◆ What you need to do ◆
Determine how many lines in the data below contain "lookup" and write only that number.

◆ The data ◆
.....
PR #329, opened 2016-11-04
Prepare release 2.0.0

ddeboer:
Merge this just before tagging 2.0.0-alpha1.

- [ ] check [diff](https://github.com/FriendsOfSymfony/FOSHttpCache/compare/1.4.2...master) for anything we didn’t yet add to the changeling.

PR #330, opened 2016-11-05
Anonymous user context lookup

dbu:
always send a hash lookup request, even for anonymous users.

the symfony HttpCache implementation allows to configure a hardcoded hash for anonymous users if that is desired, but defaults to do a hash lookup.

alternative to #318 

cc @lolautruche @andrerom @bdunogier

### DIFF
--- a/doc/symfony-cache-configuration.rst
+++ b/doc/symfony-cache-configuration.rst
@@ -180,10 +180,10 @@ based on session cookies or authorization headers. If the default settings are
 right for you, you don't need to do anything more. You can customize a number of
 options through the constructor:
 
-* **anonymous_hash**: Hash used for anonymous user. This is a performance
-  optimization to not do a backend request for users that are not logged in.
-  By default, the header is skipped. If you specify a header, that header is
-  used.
.....
◆ Answer to the problem ◆
3